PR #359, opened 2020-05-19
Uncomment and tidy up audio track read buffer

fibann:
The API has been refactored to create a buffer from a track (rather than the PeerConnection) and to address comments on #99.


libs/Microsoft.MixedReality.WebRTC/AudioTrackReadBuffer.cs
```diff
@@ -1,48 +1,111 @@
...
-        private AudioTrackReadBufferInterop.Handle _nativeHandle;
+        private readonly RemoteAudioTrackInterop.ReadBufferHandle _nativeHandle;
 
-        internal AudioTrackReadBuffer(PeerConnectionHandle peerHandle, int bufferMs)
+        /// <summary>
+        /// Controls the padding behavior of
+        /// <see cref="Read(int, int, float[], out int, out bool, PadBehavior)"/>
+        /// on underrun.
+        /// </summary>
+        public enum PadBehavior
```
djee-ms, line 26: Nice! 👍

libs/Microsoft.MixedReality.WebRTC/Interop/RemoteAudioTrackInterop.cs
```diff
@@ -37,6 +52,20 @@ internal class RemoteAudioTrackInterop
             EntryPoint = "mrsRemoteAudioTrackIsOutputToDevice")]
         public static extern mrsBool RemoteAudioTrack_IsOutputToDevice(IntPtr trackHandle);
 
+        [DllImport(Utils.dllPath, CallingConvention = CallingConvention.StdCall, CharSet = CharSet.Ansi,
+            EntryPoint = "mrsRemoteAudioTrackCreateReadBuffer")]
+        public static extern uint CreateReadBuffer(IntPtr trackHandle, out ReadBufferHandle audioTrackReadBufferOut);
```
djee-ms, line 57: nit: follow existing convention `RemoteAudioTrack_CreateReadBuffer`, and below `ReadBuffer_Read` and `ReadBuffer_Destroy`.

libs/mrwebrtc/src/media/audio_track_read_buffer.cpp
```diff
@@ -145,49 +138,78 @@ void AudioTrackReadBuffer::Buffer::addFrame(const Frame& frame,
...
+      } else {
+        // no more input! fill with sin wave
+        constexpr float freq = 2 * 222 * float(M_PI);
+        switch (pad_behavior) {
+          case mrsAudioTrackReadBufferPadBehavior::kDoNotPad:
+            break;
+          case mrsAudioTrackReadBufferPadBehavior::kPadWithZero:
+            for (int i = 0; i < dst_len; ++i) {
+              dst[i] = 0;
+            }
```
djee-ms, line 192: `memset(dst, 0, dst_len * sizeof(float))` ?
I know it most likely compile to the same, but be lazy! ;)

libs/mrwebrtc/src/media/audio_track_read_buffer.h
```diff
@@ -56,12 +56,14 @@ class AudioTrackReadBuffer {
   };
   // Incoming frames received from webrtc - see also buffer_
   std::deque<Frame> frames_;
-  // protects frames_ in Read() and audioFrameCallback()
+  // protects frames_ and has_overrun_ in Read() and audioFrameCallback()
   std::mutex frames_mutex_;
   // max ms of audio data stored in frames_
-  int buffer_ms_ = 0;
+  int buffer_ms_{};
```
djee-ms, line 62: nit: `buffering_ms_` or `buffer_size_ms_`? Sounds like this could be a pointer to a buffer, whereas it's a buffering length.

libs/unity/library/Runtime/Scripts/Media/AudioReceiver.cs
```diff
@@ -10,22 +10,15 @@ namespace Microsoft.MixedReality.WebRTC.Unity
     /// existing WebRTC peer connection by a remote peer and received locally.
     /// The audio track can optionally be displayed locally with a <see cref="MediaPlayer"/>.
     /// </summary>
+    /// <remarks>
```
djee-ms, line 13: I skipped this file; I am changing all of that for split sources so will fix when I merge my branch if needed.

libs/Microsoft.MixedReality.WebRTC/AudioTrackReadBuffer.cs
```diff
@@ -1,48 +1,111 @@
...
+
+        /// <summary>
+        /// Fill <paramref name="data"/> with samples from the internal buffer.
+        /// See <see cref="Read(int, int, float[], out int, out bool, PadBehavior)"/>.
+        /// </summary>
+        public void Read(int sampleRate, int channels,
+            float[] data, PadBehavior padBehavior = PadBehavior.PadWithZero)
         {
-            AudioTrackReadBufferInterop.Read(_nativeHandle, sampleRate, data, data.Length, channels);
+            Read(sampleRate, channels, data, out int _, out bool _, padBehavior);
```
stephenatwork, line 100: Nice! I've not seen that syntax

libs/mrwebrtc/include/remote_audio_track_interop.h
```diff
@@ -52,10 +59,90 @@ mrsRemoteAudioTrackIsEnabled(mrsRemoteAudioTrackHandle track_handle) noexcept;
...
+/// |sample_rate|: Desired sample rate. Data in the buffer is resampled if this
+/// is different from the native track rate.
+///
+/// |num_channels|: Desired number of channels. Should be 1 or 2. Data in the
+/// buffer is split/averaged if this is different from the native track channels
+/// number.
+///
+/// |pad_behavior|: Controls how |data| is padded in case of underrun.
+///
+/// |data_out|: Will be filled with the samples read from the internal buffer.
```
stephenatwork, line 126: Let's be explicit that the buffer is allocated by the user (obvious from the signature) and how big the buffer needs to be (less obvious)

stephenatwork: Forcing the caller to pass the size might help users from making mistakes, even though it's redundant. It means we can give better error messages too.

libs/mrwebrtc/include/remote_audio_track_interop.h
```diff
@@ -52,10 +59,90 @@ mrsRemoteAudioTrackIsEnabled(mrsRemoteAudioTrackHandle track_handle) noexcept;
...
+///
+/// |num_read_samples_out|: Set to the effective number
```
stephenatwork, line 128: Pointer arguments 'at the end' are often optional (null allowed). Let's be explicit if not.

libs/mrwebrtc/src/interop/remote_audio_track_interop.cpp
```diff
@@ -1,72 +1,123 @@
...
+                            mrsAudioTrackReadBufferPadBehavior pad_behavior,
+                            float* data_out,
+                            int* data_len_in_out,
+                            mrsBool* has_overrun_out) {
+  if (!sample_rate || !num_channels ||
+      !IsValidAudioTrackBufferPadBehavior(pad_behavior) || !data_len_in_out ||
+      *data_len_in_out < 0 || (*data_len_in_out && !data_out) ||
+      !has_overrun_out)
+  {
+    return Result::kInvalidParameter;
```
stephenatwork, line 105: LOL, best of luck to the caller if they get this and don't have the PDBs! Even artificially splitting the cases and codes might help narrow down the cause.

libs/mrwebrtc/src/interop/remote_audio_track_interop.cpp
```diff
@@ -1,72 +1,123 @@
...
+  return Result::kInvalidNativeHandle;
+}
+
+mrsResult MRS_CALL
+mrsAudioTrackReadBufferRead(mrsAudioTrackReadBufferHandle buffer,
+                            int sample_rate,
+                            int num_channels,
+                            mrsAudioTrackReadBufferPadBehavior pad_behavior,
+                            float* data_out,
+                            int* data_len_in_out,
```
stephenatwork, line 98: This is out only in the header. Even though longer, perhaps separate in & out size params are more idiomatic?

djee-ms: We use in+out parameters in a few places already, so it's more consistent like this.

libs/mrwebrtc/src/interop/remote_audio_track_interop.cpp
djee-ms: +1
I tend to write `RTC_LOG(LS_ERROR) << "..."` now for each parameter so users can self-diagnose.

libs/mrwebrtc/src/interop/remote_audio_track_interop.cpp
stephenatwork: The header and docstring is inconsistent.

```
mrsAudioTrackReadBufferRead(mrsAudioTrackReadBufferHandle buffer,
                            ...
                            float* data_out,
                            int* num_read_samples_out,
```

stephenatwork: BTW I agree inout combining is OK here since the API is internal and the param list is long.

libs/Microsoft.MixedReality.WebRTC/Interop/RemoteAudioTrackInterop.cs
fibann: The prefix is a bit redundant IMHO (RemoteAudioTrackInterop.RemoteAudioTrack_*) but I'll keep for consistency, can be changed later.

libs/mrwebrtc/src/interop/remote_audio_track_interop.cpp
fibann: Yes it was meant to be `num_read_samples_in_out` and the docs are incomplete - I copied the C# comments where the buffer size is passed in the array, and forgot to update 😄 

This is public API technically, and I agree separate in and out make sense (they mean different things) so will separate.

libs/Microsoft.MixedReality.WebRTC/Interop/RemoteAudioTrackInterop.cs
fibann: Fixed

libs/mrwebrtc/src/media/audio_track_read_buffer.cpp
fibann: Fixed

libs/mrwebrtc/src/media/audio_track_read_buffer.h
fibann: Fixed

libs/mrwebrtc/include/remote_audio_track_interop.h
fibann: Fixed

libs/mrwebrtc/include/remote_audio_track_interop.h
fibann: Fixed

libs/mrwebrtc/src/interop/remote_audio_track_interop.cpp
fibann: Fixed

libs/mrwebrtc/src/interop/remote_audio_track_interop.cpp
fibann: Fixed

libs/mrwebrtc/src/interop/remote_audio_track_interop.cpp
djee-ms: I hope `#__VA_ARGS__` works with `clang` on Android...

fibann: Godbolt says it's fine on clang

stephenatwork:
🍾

◆ ◆ ◆ ◆ ◆ ◆ ◆

### Task prompt
Every line that contains the string "protects" should be returned from the data.

### Your response
-  // protects frames_ in Read() and audioFrameCallback()
+  // protects frames_ and has_overrun_ in Read() and audioFrameCallback()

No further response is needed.